A spokesperson from Blue Cross Blue Shield of North Carolina, for example, said that, at the moment, the company isn't making any sweeping policy changes to help consumers get advance access to medications. "But should the need arise," he added, "this is something we would consider and regularly do for emergency situations that affect communities."
At Humana, a spokesperson said the company "has a process in place to allow early refills" once there is an official disaster declaration, but that hasn't happened yet, so speculation about the virus's business impact "would be premature. So far, he added, the company hasn't seen any increase in requests to fill prescriptions early.
CVS Health, which operates the health insurer Aetna and a prescription drug business, said it could make it easier for people to refill prescriptions if needed.
"We have standard policy liberalizations and modifications that can and would be implemented to ensure member access to care," a spokesman said.
Ben Hertz, a pharmacist at Elmora Healthcare, an independent pharmacy in Elizabeth, New Jersey, told Insider he hasn't seen any increase in requests for early refills.
Rather, "everyone is certainly looking for respiratory masks," he said. Health experts say masks are unnecessary for most people, if you're already healthy.
Marzio Toniolo / Reuters
Medications may also be tough to access due to supply-chain issues
Even if insurance companies lifted restrictions, it could still be tough for Americans who wanted to refill their scripts early.
After all, drug shortages are a problem even outside of emergencies, with one 2019 study of 719 hospital pharmacists finding that more than two-thirds of them deal with at least 50 drug shortages every year. Often, the professionals ration the drugs as a result.
Now, the coronavirus may thin the supply of certain drugs, especially those which use ingredients from countries most affected by the virus. On Thursday, the US Food and Drug Administration announced that an unnamed manufacturer reported a shortage of a drug due to a coronavirus-related issue.
"Shortages of medications are of more concern" than people being unable to stock up on prescriptions, Ramzi Yacoub, chief pharmacy officer at SingleCare, a prescription savings service, told Insider. Both he and the FDA emphasized, however, that alternatives are available.
Americans worried about prescription refills should call their pharmacists
Yacoub told Insider that, whether ahead of a potential pandemic or not, consumers shouldn't wait until their prescriptions run out to call in for a refill.
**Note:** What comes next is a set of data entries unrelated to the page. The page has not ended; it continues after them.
PR #209, opened 2024-01-14
Add basic support for  Subject Alternative Name OtherName

Tudyx:
Add basic support for `OtherName` in the Subject Alternative Name extension.
`OtherName` is used by smart card certificates and also, for instance, to identify nodes in a peer-to-peer network. 

`OtherName` is defined like this in the [RFC 5280§4.2.1.6](https://datatracker.ietf.org/doc/html/rfc5280#page-38):

```
OtherName ::= SEQUENCE {
        type-id    OBJECT IDENTIFIER,
        value      [0] EXPLICIT ANY DEFINED BY type-id }
```

Which is really close to `AttributeTypeAndValue` that we already support ([RFC 5280§4.1.2.4](https://datatracker.ietf.org/doc/html/rfc5280#section-4.1.2.4))

```
 AttributeTypeAndValue ::= SEQUENCE {
     type     AttributeType,
     value    AttributeValue }

AttributeType ::= OBJECT IDENTIFIER

AttributeValue ::= ANY -- DEFINED BY AttributeType
```
So I  took the same approach while implementing it.

I don't try to map the OID with a specific ASN.1 object, as users could define their own.

This is the [same approach as  OpenSSL](https://www.openssl.org/docs/man3.2/man5/x509v3_config#Subject-Alternative-Name) where  users provide  the OID, the format and its content.


est31:
OpenSSL seems to allow general ASN.1 for OtherName while here we restrict ourselves to a bunch of string types. Should we instead just take binary encoded ASN.1 plus a custom specified oid?

Tudyx:
This is the same tradeoff that is made for [`DnValue`](https://docs.rs/rcgen/latest/rcgen/enum.DnValue.html) which could also technically be an arbitrary ASN.1 object. As `OtherName`  is used for setup a name, the vast majority of the time user will just want to use a string type, so it makes sense to facilitate that path. 
The `enum` is non-exhaustive so in the future we might add another variant that takes an arbitrary ASN.1. But by doing so we will probably re-expose a dependency into our public API so it should be done carefully.
The current proposition unlocks the vast majority of use cases while being future proof.

I don’t feel strongly about that, and will make the required changes if we think exposing an arbitrary  ASN.1 struct is the best solution.

cpu:
I haven't review the branch yet but in general I think we should address https://github.com/rustls/rcgen/issues/181 before making the problem worse by introducing more types that carry tagged string types that don't enforce that the content matches the type's limitations.

Tudyx:
I've rebased on the latest commits to be able to use the new string types (https://github.com/rustls/rcgen/pull/214).

What I propose in this MR is the same tradeoff that the one we are making for [`DnValue`](https://docs.rs/rcgen/latest/rcgen/enum.DnValue.html)  `enum`.  
For instance,  [`DnValue`](https://docs.rs/rcgen/latest/rcgen/enum.DnValue.html) is used to represent the **issuer name** which is defined by the following ASN.1 in the [RFC 5280](https://datatracker.ietf.org/doc/html/rfc5280#section-4.1.2.4):

```
Name ::= CHOICE { -- only one possibility for now --
     rdnSequence  RDNSequence }

   RDNSequence ::= SEQUENCE OF RelativeDistinguishedName

   RelativeDistinguishedName ::=
     SET SIZE (1..MAX) OF AttributeTypeAndValue

   AttributeTypeAndValue ::= SEQUENCE {
     type     AttributeType,
     value    AttributeValue }

   AttributeType ::= OBJECT IDENTIFIER

   AttributeValue ::= ANY -- DEFINED BY AttributeType
```
Technically,  [`DnValue`](https://docs.rs/rcgen/latest/rcgen/enum.DnValue.html) is incorrect here because the issuer value can be any ASN.1 type. But has [stated by the RFC](https://datatracker.ietf.org/doc/html/rfc5280#section-4.1.2.4):

> The type of
   the component AttributeValue is determined by the AttributeType; in
   general it will be a DirectoryString.

  > The DirectoryString type is defined as a choice of PrintableString,
   TeletexString, BMPString, UTF8String, and UniversalString.

Most of the time the issuer value will just be a string, so that makes sense we make variants for that,  it will cover most of the user's use cases.  [`DnValue`](https://docs.rs/rcgen/latest/rcgen/enum.DnValue.html) is non-exhaustive, so, if in the future we want to add the possibility to provide an arbitrary ASN.1 type, we can do it without breaking users' code.

That's exactly what I propose for `subjectAltName`, I also think strings will cover most of the use cases. 

For my use cases (p2p), we need an UTF-8 string. For  smart cards, this the same thing (extracted from [Microsoft doc](https://learn.microsoft.com/en-us/troubleshoot/windows-server/windows-security/enabling-smart-card-logon-third-party-certification-authorities#configuration-instructions)):

> Subject Alternative Name = Other Name: Principal Name= (UPN). For instance:
UPN = user1@name.com
The UPN OtherName OID is: "1.3.6.1.4.1.311.20.2.3"
The UPN OtherName value: Must be ASN1-encoded UTF8 string

Note that this OID is also used even for non-Windows OS, see [this tutorial from Red Hat](https://access.redhat.com/documentation/en-us/red_hat_enterprise_linux/8/html/managing_smart_card_authentication/configuring-and-importing-local-certificates-to-a-smart-card_managing-smart-card-authentication).

> **Note:** after reflection I just kept the UTF-8 variant for the `OtherNameValue`, as I'm not aware of any uses cases for the other ASN.1 strings.

rcgen/src/lib.rs
```diff
@@ -172,7 +190,25 @@ fn ip_addr_from_octets(octets: &[u8]) -> Result<IpAddr, Error> {
 impl SanType {
 	#[cfg(feature = "x509-parser")]
 	fn try_from_general(name: &x509_parser::extensions::GeneralName<'_>) -> Result<Self, Error> {
+		use x509_parser::der_parser::asn1_rs::{self, FromDer, Tag, TaggedExplicit};
 		Ok(match name {
+			x509_parser::extensions::GeneralName::OtherName(oid, value) => {
```
djc, line 195: Nit: let's move this arm last, since it's long and probably rarer than the others.

rcgen/src/lib.rs
```diff
@@ -856,6 +894,22 @@ impl CertificateParams {
 					writer.next().write_tagged_implicit(
 						Tag::context(san.tag()),
 						|writer| match san {
+							SanType::OtherName((oid, value)) => {
```
djc, line 897: Nit: move this arm last.

rcgen/src/lib.rs
```diff
@@ -151,13 +151,31 @@ const ENCODE_CONFIG: pem::EncodeConfig = {
...
 pub enum SanType {
+	OtherName((Vec<u64>, OtherNameValue)),
 	/// Also known as E-Mail address
 	Rfc822Name(Ia5String),
 	DnsName(Ia5String),
 	URI(Ia5String),
 	IpAddress(IpAddr),
 }
 
+/// An other name entry
```
djc, line 162: Add some context here from your PR description maybe? Like links to the RFC and context on the choice of the supported type(s).

rcgen/src/lib.rs
```diff
@@ -151,13 +151,31 @@ const ENCODE_CONFIG: pem::EncodeConfig = {
 #[non_exhaustive]
 /// The type of subject alt name
 pub enum SanType {
+	OtherName((Vec<u64>, OtherNameValue)),
```
djc, line 154: Move this last, too.

djc (approved):
This seems reasonable to me.

rcgen/src/lib.rs
Tudyx: Good idea, I've added some context and links

cpu:
Just leaving a note that I haven't forgotten about this PR. I will aim to review it this week. Thanks!

rcgen/src/lib.rs
```diff
@@ -156,6 +156,29 @@ pub enum SanType {
...
+
+/// An OtherName value, defined in [RFC 5280§4.1.2.4].
+///
+/// Technically, this could be any ASN.1 types but for now we cover only UTF-8 strings
+/// as it will cover most of use cases, for instance smart cards.
+///
+/// [RFC 5280§4.1.2.4]: https://datatracker.ietf.org/doc/html/rfc5280#section-4.1.2.4
+#[derive(Debug, PartialEq, Eq, Hash, Clone)]
+#[non_exhaustive]
+pub enum OtherNameValue {
```
est31, line 170: The RFC calls this `AnotherName`. Maybe we should use that instead?

est31 (approved):

rcgen/src/lib.rs
Tudyx: Actually, they use both. In the main RFC ( [RFC 5280§4.2.1.6](https://datatracker.ietf.org/doc/html/rfc5280#page-38)) they use `OtherName` and in the [appendix](https://datatracker.ietf.org/doc/html/rfc5280#page-128) they use `AnotherName`, they also justify this in the appendix:

> -- AnotherName replaces OTHER-NAME ::= TYPE-IDENTIFIER, as
-- TYPE-IDENTIFIER is not supported in the '88 ASN.1 syntax

In [OpenSSL](https://www.openssl.org/docs/man1.0.2/man5/x509v3_config.html) they use `OtherName`, in our dependencies (for instance [x509-parser](https://docs.rs/x509-parser/latest/x509_parser/extensions/enum.GeneralName.html#variant.OtherName)), they also use it. I think we should stick with `OtherName`.

est31: Fair points! :+1:

rcgen/src/lib.rs
```diff
@@ -156,6 +156,29 @@ pub enum SanType {
 	DnsName(Ia5String),
 	URI(Ia5String),
 	IpAddress(IpAddr),
+	OtherName((Vec<u64>, OtherNameValue)),
+}
+
+/// An OtherName value, defined in [RFC 5280§4.1.2.4].
+///
+/// Technically, this could be any ASN.1 types but for now we cover only UTF-8 strings
+/// as it will cover most of use cases, for instance smart cards.
```
cpu, line 165: I have some editorial suggestions for this comment:

* I think 'OtherName' should be in backticks as a technical reference.
* I think we can rephrase why the value is limited to UTF-8 here, and give more information about the use case you referenced.

What do you think about this wording:

```suggestion
/// An `OtherName` value, defined in [RFC 5280§4.1.2.4].
///
/// While the standard specifies this could be any ASN.1 type rcgen limits
/// the value to a UTF-8 encoded string as this will cover the most common
/// use cases, for instance smart card user principal names (UPN).
///
/// [RFC 5280§4.1.2.4]: https://datatracker.ietf.org/doc/html/rfc5280#section-4.1.2.4
```

rcgen/src/lib.rs
```diff
@@ -183,13 +207,31 @@ impl SanType {
...
+					.map_err(|_| Error::CouldNotParseCertificate)?;
+				let other_name = other_name.into_inner();
+
+				let data = other_name.data;
+				let try_str =
+					|data| std::str::from_utf8(data).map_err(|_| Error::CouldNotParseCertificate);
+				let other_name_value = match other_name.tag() {
+					Tag::Utf8String => OtherNameValue::Utf8String(try_str(data)?.to_owned()),
+					_ => return Err(Error::CouldNotParseCertificate),
+				};
```
cpu, line 223: nit: I think there are some intermediate bindings (and the `try_str` closure) that could be inlined to make this more succint:

```suggestion
				let other_name_value = match other_name.tag() {
					Tag::Utf8String => OtherNameValue::Utf8String(
						std::str::from_utf8(other_name.data)
							.map_err(|_| Error::CouldNotParseCertificate)?
							.to_owned(),
					),
					_ => return Err(Error::CouldNotParseCertificate),
				};
```

rcgen/src/lib.rs
```diff
@@ -865,6 +908,22 @@ impl CertificateParams {
...
+									writer.next().write_tagged(
+										Tag::context(0),
+										|writer| match value {
+											OtherNameValue::Utf8String(s) => {
+												writer.write_utf8_string(s)
+											},
+										},
+									);
+								});
+							},
```
cpu, line 926: A couple suggestions here:

* let's inline the `oid` binding - it doesn't get referenced outside of the one call to `write_oid`.

* I think to make it easier to extend the `OtherNameValue` enum it might make sense to pull out the code for serializing the value into a `write_der(&self, writer: DERWriter)` fn on `OtherNameValue`. We've been doing that with other types (e.g. `CrlDistributionPoint::write_der`, `PublicKeyData::serialize_public_key_der`) and I think it makes for easier to follow code.

Something like:

```
impl OtherNameValue {
	fn write_der(&self, writer: DERWriter) {
		writer.write_tagged(Tag::context(0), |writer| match self {
			OtherNameValue::Utf8String(s) => writer.write_utf8_string(s),
		});
	}
}
``` 

which would let us write this section as:

```suggestion
								// otherName SEQUENCE { OID, [0] explicit any defined by oid }
								// https://datatracker.ietf.org/doc/html/rfc5280#page-38
								writer.write_sequence(|writer| {
									writer.next().write_oid(&ObjectIdentifier::from_slice(&oid));
									value.write_der(writer.next());
								});
```

It's a bit unfortunate that we define `TAG_OTHER_NAME` as part of `SanType::tag()` but can't use it in the serialization of the other name value (instead it's hardcoded as `0`), but I think addressing that will require a larger refactor that pulls out the san serialization into a fn on `SanType` and that feels like too much to foist on you here.

cpu (commented):
Thanks! I had a few comments but nothing that I think will be a blocker.

rcgen/src/lib.rs
Tudyx: Thanks that's clearer this way!

rcgen/src/lib.rs
Tudyx: Thanks that's cleaner this way

rcgen/src/lib.rs
Tudyx: Done! ;)

cpu (approved):
Thank you :-)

Typically, a seven-day lead time suffices in case the pharmacist needs to get in touch with your doctor or order more of the medication.
That forethought is especially important during a potential outbreak, he said.
Meantime, the best advice Yacoub has echoes the CDC's and public health officials: wash your hands thoroughly and frequently, avoid people who are sick, refrain from touching your eyes and mouth, and stay home if you experience symptoms.
"The most important thing is prevention of exposure," he said.
SurveyMonkey Audience polls from a national sample balanced by census data of age and gender. Respondents are incentivized to complete surveys through charitable contributions. Generally speaking, digital polling tends to skew toward people with access to the internet. SurveyMonkey Audience doesn't try to weigh its sample based on race or income. A total of 1,051 respondents were collected February 27, 2020, a margin of error plus or minus 3.09 percentage points with a 95% confidence level.